UK Emissions Trading Scheme

(asked on 16th December 2021) - View Source

Question to the Department for Business, Energy and Industrial Strategy:

To ask the Secretary of State for Business, Energy and Industrial Strategy, with reference to the decision of 14 December 2021 by the UK ETS Authority not to intervene in the UK Emissions Trading Scheme after the cost containment mechanism was triggered, what assessment he has made of the compatibility of that decision with the Government's policy on support for industry in an energy transition to a low carbon economy; and what the criteria are for intervention by the UK ETS Authority to be approved.


Answered by
Greg Hands Portrait
Greg Hands
Minister of State (Department for Business and Trade)
This question was answered on 11th January 2022

The UK ETS Authority determined that a decision to not intervene on this occasion would uphold the objectives of the UK ETS as a market-based approach to reducing emissions and incentivising participants to find the most cost-effective solutions to decarbonise.

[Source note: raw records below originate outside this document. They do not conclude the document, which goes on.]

PR #61, opened 2015-12-01
Adding the `merge` command #18

### LINKED ISSUE #18: Add merge command
I am using dropbox with [Mackup](https://github.com/lra/mackup) to sync watson `frames` between all my machines. In some cases, a conflict file is generated due to a missing sync when one of my machine was used off-line. Hence, it would be nice to be able to merge two conflicting watson `frames` files.

Usage may be:

```bash
$ watson merge frames frames-with-conflicts
```

By default, `merge` will output statistics about the merge operation, like:

```bash
$ watson merge frames frames-with-conflicts
120 frames will be left unchanged
12  frames will be merged
3   frame conflicts need to be resolved
```

To perform the merge operation, there is an option for that:

```bash
$ watson merge frames frames-with-conflicts --no-dry-run
120 frames unchanged
12 frames merged
Will resolve conflicts:
frame 8804872:
< {
<     "project": "tailordev",
<     "start": "2015-07-28 09:33:33",
<     "stop": "2015-07-28 10:39:36",
<     "tags": [
<         "intern",
<         "daily-meeting"
<     ]
< }
---
> {
>     "project": "tailordev",
>     "start": "2015-07-28 09:33:33",
>     "stop": "**2015-07-28 11:39:36**",
>     "tags": [
>         "intern",
>         "daily-meeting"
>     ]
> }
Select the frame you want to keep: left or right? (L/r)
...
```

I am widely open to discussion & suggestions.

EmilMaric:
Resolves #18 

This pull request is to add the `merge` command for conflicting frames files. For a first run, I decided to address the common case of conflicting frames with the same UUIDs and differing attributes.

To invoke the command, you can run
```bash
$ watson merge FRAMES FRAMES_WITH_CONFLICT [--no-dry-run]
```

I also added a test case for the merge statistics (not the actual merging functionality since this will be addressed in issue #5). The test case relies on a sample `frames` file and a conflicting `frames` file, which is located in `tests/resources/`.

I didn't add anything to the `README` or any bash completion, since I wasn't sure if you guys wanted to add that, or if I should be adding that.


k4nar:
Thank you very much for your contribution. Now we'll take some time to review it :) .

watson/cli.py
```diff
@@ -822,3 +822,111 @@ def sync(watson):
...
+    dig = len(str(max(len(original_frames), len(merging), len(conflicting))))
+
+    click.echo("{:<{width}} frames will be left unchanged".format(
+        len(original_frames) - len(conflicting), width=dig))
+    click.echo("{:<{width}} frames will be merged".format(
+        len(merging), width=dig))
+    click.echo("{:<{width}} frames will need to be resolved".format(
+        len(conflicting), width=dig))
+
+    if not no_dry_run:
```
k4nar: I'm not really sure to like this behavior. I would rather have a `Do you want to continue ? [Y/n]` question. Forcing the user to launch the command again with a new option is a bit unexpected.
Click already has a helper for asking this type of question (it's used in Watson [here](https://github.com/EmilMaric/Watson/blob/feature/merge/watson/cli.py#L716-L725).

watson/cli.py
```diff
@@ -822,3 +822,111 @@ def sync(watson):
...
+            original_frames[conflict_frame.id] = conflict_frame
+
+    # merge in any non-conflicting frames
+    for frame in merging:
+        start, stop, project, id, tags, updated_at = frame.dump()
+        original_frames.add(project, start, stop, tags=tags, id=id,
+                            updated_at=updated_at)
+
+    # overwrite the original frames file if any frames have changed
+    if original_frames is not None and original_frames.changed:
```
k4nar: I don't think we should touch the JSON file in `cli.py`. Instead I think we should use `watson.frames = original_frames` and then `watson.save()`.

EmilMaric: Since watson.save() will use the default frames file, does the user really need to supply the path to the original frames file? Can we then just supply the path to the confict file and assume that the user wants to merge it into the default frames file?

We had originally based the design off of the discussion in issue #18 where the design was to specify both path to files. However, if we choose to use the default frames file, we may no longer need the first argument.

k4nar: Indeed, I think the user should only give the conflicting path.

watson/cli.py
kwou: I agree that this be better for a user's workflow. From the comments in issue #18, it looks like there is a desired option for the `--no-dry-run`. 

Would this prompt for the user to continue would be used only for the case where the user did not specify the `--no-dry-run` option?

k4nar: In my opinion by default the command should ask a user, and we could  have a `--force` option which would be the equivalent of answering yes.

@jmaupetit : WDYT ?

jmaupetit: Even if this diff is outdated, I do agree.

watson/cli.py
jmaupetit: Despite the aforementioned issue #18 usage, I think you are right about this: providing only the conflicting path would be sufficient. :+1:

jmaupetit:
Well, thank you so much for this @EmilMaric @kwou and @deb0324! I will test this asap and give you relevant feedback.

jmaupetit:
@EmilMaric when this PR will be ready (and I am pretty sure it will be soon), a final polish with an updated README / bash completion would be really nice :heart:

watson/cli.py
EmilMaric: Thanks, we've changed this so that the `--force` option is available and removed the `--no-dry-run` option.

watson/cli.py
EmilMaric: Thanks, we've changed this so that the `--force` option is available and removed the `--no-dry-run` option.

EmilMaric:
The README and bash completion have now been added!

SpotlightKid:
1. Can we have a short form (`-f`) of the `--force` option as well?

2. I suggest you add the following to `watson.completion` as well:

```
diff --git a/watson.completion b/watson.completion
index c1edd9f..fccf896 100644
--- a/watson.completion
+++ b/watson.completion
@@ -37,6 +37,15 @@ _watson_complete () {
               COMPREPLY=($(compgen -W "-f -t -p -T --from --to --project --tag" -- ${cur})) ;;
           esac
           ;;
+        merge)
+          case "${cur}" in
+            -*)
+              COMPREPLY=($(compgen -W "-f --force" -- ${cur})) ;;
+            *)
+              COMPREPLY=($(compgen -o filenames -f -- ${cur}))
+              ;;
+          esac
+          ;;
         remove)
           case "${cur}" in
             -*)
```

kwou:
@SpotlightKid Thanks for the suggestions! We've made the changes.

README.rst
```diff
@@ -359,6 +359,64 @@ The URL of the server and the User Token must be defined in your
...
+merge
+~~~~~
+
+Perform a merge of the frame file, with a conflicting frames file.
+
+When storing the frames on a file hosting service, there is the
+possibility that the frame file goes out-of-sync due to one or more of the
+connected clients going offline. This can cause the frames to diverge.
+
+If the ``--force`` command is not specified, only the statistics of the
```
k4nar: I believe this is not true anymore :) .

README.rst
```diff
@@ -359,6 +359,64 @@ The URL of the server and the User Token must be defined in your
...
+merge will be shown, and the merge will not be performed.
+
+The argument ``FRAMES_WITH_CONFLICT`` is a path to the the conflicting
```
k4nar: I think it can be a bit confusing to name the argument here. I guess `The only argument` would be fine.

watson/utils.py
```diff
@@ -32,3 +34,17 @@ def sorted_groupby(iterator, key, reverse=False):
...
+    """
+    Wrapper for the `value_proc` field in `click.prompt`, which validates
+    that the user response is part of the list of accepted responses.
+    """
+    def value_proc(user_input):
+        if user_input in opt_list:
+            return user_input
+        else:
+            raise UsageError("Response should be one of [{}]".format(
+                ','.join([str(x) for x in opt_list])))
```
k4nar: This is not important for this PR, but here is a tip in Python:
You don't actually need to give `join` a list comprehension. You can remove the `[` and `]`, without them it becomes a "generator expression" and `join` will iterate over it. Cf [this PEP](https://www.python.org/dev/peps/pep-0289/) for more info.

k4nar:
This PR looks more and more awesome. Great job!

I'm a bit worried about timezones though. We add several issues with them, and I always struggle to get my head around it. @EmilMaric @kwou : Did you made your manual tests using a timezone different from UTC ?

README.rst
kwou: Good catch! Thanks for this, I'll be sure to update the README.

watson/utils.py
EmilMaric: Thanks! I remember spotting this earlier, but I thought I had changed `join()` to use the generator expression form, but evidently I forgot. It wouldn't hurt to make this change, and it'll make this line look a little more readable.

kwou:
@k4nar We did consider the possibility of problems with the timezones. However, we found that the frames file always stored the times in UTC and whenever we loaded the file it would convert it to the local timezone. This would mean that for any comparisons we made for the merge operations, the frames would always be in the same timezone. So we should not have a problem. Is this the issue you had in mind?

k4nar:
@kwou : Great, thank you! I remember we add issues with that with the `edit` command (converting timezones back and forth).

jmaupetit:
@kwou @EmilMaric @SpotlightKid @deb0324 Thank you all for this!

The Government has set up multiple funding streams to support industry’s transition to net zero, including the Industrial Energy Transformation Fund worth £315 million and £1 billion set aside for the Carbon Capture, Utilisation and Storage Fund.

Should the CCM be triggered again, the UK ETS Authority will consider up to date evidence from the market that enables a decision to be taken based on the most relevant factors affecting UK ETS allowance prices at that time.